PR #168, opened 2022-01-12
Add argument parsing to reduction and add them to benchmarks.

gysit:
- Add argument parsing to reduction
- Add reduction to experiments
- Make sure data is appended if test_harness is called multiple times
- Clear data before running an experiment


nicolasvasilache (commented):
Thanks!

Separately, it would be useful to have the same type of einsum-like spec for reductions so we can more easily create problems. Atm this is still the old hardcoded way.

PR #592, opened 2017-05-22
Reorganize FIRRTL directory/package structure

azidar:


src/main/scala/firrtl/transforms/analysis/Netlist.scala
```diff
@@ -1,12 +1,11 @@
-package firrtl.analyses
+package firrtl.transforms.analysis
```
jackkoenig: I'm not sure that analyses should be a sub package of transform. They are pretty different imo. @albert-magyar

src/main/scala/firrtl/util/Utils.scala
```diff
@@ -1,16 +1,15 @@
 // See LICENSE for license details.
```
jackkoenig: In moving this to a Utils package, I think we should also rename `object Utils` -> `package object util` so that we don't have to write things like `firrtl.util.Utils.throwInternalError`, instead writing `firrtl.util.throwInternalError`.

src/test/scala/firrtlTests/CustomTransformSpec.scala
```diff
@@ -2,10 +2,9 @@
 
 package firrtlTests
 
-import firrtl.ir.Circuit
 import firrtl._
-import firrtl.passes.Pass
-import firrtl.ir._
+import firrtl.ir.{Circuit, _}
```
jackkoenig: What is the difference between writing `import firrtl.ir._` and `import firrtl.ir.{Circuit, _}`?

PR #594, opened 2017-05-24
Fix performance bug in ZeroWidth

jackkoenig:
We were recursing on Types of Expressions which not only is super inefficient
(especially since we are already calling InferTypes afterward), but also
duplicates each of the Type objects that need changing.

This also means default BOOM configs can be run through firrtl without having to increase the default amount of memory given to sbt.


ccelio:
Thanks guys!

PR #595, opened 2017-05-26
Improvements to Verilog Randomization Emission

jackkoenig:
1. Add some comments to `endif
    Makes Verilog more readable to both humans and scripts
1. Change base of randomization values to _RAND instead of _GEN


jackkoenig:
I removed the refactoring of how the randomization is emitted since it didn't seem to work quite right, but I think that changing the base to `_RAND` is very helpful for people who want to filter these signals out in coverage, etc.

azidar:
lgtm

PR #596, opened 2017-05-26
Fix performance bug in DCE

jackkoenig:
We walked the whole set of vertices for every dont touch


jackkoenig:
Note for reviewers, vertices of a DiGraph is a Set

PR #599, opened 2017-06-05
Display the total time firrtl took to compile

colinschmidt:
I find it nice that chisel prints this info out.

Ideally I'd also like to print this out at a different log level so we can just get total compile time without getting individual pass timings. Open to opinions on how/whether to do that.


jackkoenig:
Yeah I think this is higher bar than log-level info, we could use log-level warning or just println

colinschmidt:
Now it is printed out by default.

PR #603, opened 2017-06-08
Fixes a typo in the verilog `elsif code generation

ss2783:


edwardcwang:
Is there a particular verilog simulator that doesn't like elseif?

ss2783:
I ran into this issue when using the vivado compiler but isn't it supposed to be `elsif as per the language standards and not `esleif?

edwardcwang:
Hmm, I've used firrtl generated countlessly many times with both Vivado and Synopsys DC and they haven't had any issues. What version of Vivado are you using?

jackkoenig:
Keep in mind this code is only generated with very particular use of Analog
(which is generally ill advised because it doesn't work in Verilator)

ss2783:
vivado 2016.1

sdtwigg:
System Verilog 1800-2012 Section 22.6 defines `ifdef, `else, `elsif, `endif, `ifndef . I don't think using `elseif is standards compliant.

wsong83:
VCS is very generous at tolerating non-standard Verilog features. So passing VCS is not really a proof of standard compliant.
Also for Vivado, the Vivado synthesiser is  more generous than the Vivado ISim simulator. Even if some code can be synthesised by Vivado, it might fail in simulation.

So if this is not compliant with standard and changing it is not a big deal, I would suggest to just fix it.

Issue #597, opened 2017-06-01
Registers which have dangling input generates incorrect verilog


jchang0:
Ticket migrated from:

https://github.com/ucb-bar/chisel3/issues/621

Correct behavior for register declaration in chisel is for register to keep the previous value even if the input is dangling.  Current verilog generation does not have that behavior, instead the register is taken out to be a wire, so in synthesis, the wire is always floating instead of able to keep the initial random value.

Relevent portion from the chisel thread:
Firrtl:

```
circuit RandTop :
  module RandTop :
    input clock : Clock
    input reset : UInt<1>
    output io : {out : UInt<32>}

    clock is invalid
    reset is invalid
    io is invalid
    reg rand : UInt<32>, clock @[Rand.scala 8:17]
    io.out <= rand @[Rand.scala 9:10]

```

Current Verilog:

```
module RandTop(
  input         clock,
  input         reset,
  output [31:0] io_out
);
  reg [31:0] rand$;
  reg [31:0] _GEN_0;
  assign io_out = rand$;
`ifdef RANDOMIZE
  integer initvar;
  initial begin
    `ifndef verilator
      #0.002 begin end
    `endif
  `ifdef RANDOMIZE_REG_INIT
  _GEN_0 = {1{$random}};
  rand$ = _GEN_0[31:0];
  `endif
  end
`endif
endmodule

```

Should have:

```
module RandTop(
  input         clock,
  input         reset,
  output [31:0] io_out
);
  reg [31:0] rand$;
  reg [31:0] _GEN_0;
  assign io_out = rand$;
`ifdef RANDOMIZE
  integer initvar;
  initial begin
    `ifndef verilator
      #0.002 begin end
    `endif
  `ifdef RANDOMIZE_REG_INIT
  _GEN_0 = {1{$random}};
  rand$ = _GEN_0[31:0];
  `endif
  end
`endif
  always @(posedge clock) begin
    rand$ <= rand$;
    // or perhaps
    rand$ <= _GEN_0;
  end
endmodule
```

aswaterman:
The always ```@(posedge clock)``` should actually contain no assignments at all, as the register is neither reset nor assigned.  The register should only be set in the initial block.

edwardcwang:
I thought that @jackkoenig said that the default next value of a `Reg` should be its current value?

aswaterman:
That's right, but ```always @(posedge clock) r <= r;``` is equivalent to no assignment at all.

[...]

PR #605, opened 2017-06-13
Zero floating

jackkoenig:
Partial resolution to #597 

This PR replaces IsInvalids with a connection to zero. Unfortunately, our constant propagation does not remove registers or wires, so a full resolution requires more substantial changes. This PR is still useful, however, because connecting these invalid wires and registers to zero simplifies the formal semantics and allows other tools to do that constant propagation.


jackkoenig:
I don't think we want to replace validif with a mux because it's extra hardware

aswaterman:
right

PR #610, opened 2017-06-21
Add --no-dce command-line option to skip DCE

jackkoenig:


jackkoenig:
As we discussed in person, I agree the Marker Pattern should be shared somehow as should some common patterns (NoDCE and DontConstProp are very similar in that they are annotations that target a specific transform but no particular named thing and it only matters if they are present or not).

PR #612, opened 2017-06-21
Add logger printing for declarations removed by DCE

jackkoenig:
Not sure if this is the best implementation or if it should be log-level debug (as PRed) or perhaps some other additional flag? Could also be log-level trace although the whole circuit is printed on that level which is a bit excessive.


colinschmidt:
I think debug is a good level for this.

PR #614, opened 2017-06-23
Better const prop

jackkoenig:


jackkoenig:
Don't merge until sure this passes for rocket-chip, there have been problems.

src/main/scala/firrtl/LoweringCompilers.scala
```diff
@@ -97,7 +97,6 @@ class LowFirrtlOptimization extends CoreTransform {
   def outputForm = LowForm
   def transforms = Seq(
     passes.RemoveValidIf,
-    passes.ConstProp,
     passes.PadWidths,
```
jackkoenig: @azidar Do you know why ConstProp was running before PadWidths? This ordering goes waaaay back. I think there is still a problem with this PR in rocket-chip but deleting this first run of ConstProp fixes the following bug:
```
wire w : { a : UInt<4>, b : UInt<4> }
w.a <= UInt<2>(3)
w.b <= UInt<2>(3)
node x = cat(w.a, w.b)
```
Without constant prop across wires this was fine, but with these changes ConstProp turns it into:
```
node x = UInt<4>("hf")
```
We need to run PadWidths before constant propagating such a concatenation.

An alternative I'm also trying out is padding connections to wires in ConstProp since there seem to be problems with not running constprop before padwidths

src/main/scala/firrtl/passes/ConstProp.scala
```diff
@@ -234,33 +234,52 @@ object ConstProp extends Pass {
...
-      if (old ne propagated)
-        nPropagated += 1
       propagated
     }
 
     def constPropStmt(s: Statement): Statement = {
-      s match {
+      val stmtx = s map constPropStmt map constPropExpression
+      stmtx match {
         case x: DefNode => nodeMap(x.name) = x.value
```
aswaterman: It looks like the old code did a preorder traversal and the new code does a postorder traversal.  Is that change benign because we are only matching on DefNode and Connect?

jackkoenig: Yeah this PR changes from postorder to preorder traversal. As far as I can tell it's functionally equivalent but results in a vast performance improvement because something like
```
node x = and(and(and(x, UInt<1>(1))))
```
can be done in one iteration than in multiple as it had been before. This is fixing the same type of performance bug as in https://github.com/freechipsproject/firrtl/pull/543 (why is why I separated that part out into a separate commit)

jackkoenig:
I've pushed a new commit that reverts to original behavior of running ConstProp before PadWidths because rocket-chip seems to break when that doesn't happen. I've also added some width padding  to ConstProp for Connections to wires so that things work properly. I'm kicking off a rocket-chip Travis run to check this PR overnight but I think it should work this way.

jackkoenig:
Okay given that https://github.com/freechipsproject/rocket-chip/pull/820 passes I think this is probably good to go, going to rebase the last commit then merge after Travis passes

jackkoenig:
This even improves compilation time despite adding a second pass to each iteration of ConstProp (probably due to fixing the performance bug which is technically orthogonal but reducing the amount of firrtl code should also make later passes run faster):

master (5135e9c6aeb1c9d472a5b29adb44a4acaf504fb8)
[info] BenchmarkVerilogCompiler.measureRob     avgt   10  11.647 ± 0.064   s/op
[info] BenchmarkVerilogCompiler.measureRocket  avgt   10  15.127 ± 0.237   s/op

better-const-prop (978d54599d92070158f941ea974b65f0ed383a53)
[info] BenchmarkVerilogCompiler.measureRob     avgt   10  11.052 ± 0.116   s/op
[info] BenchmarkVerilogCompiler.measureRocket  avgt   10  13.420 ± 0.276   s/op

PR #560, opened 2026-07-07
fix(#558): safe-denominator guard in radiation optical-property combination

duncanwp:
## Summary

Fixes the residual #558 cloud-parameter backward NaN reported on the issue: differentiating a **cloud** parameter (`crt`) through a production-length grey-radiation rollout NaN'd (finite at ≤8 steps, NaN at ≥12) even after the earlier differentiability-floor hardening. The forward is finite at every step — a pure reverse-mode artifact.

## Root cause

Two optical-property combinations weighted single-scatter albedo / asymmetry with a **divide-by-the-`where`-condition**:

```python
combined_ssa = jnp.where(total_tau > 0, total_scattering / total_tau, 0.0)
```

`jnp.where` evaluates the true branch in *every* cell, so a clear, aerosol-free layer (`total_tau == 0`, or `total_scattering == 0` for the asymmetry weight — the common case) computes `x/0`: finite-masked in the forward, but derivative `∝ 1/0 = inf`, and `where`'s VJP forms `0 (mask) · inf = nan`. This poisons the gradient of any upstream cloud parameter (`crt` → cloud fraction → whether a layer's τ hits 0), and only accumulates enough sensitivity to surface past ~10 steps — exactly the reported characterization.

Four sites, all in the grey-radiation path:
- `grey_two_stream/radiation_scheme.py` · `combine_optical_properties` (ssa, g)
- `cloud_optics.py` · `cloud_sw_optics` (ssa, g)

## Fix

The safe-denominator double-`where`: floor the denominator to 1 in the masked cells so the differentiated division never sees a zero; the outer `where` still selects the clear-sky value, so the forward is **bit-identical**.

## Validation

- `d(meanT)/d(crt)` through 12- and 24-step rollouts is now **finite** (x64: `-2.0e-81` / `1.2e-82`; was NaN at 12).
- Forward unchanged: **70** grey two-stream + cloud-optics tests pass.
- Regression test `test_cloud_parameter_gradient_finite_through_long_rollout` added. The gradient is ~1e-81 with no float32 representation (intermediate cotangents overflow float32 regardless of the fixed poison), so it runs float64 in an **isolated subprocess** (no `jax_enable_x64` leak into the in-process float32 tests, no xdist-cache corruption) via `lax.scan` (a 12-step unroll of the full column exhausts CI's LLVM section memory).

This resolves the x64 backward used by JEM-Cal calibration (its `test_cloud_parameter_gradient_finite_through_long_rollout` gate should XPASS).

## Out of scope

::::

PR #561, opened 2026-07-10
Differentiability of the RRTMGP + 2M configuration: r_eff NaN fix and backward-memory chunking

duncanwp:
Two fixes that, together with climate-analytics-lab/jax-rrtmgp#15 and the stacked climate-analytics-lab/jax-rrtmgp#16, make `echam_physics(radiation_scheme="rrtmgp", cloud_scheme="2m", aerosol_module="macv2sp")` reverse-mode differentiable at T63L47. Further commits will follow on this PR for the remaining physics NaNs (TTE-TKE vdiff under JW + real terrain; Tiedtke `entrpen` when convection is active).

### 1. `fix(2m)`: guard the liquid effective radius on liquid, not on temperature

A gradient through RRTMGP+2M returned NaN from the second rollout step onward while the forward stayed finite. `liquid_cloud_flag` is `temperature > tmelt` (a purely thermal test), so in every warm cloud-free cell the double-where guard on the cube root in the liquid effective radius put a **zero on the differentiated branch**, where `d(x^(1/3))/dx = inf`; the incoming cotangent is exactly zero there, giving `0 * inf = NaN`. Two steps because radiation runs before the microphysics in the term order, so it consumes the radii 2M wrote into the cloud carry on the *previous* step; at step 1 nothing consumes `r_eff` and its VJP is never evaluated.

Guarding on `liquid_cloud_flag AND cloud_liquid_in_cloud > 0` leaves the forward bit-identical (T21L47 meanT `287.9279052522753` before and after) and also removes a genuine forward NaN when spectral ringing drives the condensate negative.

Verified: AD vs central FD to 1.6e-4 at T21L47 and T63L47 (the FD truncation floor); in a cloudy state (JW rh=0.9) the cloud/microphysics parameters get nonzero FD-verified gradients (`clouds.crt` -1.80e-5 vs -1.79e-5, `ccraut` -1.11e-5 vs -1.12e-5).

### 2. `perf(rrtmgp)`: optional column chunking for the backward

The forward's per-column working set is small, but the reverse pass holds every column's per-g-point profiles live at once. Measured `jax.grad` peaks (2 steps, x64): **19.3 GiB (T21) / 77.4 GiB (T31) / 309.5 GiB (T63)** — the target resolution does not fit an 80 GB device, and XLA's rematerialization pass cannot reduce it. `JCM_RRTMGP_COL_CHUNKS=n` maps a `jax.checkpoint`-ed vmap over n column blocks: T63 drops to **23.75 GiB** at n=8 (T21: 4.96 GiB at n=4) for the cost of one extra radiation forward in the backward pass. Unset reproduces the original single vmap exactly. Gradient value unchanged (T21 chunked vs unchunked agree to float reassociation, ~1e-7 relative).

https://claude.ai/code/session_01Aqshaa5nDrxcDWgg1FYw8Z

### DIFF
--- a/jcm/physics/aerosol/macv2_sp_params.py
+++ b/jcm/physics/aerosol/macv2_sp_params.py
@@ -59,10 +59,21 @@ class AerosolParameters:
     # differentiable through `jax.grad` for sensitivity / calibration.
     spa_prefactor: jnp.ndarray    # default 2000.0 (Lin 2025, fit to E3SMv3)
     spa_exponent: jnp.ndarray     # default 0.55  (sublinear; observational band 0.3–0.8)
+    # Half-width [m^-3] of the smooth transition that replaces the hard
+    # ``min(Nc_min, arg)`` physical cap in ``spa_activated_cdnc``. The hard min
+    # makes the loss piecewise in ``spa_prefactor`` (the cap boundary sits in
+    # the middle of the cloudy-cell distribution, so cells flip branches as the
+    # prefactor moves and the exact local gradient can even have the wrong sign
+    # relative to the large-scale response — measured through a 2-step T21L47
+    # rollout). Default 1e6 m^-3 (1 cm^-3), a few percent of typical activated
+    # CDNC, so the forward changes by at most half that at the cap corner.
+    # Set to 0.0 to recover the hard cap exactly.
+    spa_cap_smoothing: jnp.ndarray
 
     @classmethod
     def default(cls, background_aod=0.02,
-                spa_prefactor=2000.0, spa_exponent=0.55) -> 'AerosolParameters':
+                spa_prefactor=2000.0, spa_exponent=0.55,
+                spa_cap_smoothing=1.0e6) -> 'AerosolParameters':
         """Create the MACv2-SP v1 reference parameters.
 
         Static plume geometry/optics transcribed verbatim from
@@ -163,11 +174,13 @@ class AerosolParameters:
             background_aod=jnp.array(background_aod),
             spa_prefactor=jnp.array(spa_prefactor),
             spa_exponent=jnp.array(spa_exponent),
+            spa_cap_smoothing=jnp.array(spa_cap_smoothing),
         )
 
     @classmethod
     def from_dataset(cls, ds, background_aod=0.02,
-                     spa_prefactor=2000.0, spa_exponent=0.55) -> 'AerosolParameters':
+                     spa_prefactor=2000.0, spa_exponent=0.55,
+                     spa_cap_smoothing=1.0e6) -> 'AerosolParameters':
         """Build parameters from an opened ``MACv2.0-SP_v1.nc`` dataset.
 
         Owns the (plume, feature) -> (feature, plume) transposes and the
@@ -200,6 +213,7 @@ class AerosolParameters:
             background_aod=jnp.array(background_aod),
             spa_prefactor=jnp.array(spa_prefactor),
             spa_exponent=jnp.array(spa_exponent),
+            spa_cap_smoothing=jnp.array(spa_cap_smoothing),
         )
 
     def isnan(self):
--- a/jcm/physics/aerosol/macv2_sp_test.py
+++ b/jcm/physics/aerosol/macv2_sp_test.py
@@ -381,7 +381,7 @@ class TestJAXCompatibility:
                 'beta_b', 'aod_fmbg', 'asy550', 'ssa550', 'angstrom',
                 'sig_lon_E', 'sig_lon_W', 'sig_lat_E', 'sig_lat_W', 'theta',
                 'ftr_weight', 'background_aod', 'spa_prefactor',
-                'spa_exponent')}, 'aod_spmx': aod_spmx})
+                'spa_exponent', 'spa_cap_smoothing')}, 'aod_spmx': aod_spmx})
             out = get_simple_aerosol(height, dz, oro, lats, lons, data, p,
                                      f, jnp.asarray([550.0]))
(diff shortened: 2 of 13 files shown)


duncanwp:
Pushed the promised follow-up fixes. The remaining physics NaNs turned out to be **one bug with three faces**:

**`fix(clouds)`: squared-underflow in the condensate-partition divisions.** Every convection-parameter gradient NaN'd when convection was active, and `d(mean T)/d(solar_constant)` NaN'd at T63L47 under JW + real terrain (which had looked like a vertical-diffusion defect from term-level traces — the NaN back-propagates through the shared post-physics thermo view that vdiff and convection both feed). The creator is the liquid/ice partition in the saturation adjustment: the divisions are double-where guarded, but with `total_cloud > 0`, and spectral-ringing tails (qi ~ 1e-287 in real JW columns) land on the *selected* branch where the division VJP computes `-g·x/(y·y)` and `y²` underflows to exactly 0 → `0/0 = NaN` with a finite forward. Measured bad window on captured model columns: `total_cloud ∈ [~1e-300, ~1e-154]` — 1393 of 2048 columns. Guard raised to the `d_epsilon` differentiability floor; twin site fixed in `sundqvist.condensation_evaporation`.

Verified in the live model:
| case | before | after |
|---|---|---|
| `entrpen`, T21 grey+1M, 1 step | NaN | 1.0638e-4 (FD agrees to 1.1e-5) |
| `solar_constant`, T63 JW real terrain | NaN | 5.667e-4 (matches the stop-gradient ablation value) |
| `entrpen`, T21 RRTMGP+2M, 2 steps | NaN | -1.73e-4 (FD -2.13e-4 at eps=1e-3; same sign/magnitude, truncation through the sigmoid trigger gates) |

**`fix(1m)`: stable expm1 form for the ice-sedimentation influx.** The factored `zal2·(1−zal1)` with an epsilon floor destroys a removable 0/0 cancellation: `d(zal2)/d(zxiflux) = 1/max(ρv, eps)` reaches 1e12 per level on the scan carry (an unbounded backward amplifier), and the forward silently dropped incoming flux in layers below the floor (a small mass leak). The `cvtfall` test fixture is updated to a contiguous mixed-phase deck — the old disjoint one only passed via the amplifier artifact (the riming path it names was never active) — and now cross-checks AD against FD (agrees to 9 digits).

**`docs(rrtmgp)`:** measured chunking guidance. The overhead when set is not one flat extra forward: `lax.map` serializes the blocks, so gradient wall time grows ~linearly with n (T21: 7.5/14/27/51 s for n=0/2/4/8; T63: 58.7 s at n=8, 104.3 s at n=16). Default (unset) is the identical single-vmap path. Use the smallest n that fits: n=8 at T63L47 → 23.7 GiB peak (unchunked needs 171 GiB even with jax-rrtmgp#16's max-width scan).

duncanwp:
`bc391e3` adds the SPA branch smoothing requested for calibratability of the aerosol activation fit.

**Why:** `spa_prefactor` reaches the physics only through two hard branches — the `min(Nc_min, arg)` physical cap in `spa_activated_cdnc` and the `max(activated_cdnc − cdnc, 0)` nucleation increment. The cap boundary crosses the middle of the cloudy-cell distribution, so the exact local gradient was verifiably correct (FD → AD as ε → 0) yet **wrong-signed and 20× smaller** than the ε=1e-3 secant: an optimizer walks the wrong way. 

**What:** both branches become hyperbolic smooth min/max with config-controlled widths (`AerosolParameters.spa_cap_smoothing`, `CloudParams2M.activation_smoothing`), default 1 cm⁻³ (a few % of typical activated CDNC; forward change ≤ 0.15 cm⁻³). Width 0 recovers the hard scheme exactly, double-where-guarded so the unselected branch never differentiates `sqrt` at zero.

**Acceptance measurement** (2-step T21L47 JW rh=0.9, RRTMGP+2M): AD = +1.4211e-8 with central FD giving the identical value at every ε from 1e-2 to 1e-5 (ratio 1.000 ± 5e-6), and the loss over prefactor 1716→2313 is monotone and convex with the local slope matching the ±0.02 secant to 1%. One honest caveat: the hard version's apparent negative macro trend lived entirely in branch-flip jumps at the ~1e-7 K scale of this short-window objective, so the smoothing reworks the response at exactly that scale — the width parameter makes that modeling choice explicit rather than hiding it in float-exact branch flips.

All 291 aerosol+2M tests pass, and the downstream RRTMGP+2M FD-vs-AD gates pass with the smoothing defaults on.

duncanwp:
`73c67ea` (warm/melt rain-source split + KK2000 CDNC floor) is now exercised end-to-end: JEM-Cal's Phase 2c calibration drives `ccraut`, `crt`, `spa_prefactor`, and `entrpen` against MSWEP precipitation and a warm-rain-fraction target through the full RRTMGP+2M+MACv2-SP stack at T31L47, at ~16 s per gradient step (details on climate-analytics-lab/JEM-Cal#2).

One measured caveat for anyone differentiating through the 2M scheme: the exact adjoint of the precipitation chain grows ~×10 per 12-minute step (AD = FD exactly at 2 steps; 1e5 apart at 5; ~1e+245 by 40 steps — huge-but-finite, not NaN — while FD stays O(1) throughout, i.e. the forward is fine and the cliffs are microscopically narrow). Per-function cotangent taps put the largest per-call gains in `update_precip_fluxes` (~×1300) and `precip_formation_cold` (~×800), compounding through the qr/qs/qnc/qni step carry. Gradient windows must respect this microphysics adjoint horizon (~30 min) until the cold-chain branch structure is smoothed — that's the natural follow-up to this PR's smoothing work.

::::

### Your task
Read through the lines above and collect those that contain the string "grows".

### The completed task
**`docs(rrtmgp)`:** measured chunking guidance. The overhead when set is not one flat extra forward: `lax.map` serializes the blocks, so gradient wall time grows ~linearly with n (T21: 7.5/14/27/51 s for n=0/2/4/8; T63: 58.7 s at n=8, 104.3 s at n=16). Default (unset) is the identical single-vmap path. Use the smallest n that fits: n=8 at T63L47 → 23.7 GiB peak (unchunked needs 171 GiB even with jax-rrtmgp#16's max-width scan).
One measured caveat for anyone differentiating through the 2M scheme: the exact adjoint of the precipitation chain grows ~×10 per 12-minute step (AD = FD exactly at 2 steps; 1e5 apart at 5; ~1e+245 by 40 steps — huge-but-finite, not NaN — while FD stays O(1) throughout, i.e. the forward is fine and the cliffs are microscopically narrow). Per-function cotangent taps put the largest per-call gains in `update_precip_fluxes` (~×1300) and `precip_formation_cold` (~×800), compounding through the qr/qs/qnc/qni step carry. Gradient windows must respect this microphysics adjoint horizon (~30 min) until the cold-chain branch structure is smoothed — that's the natural follow-up to this PR's smoothing work.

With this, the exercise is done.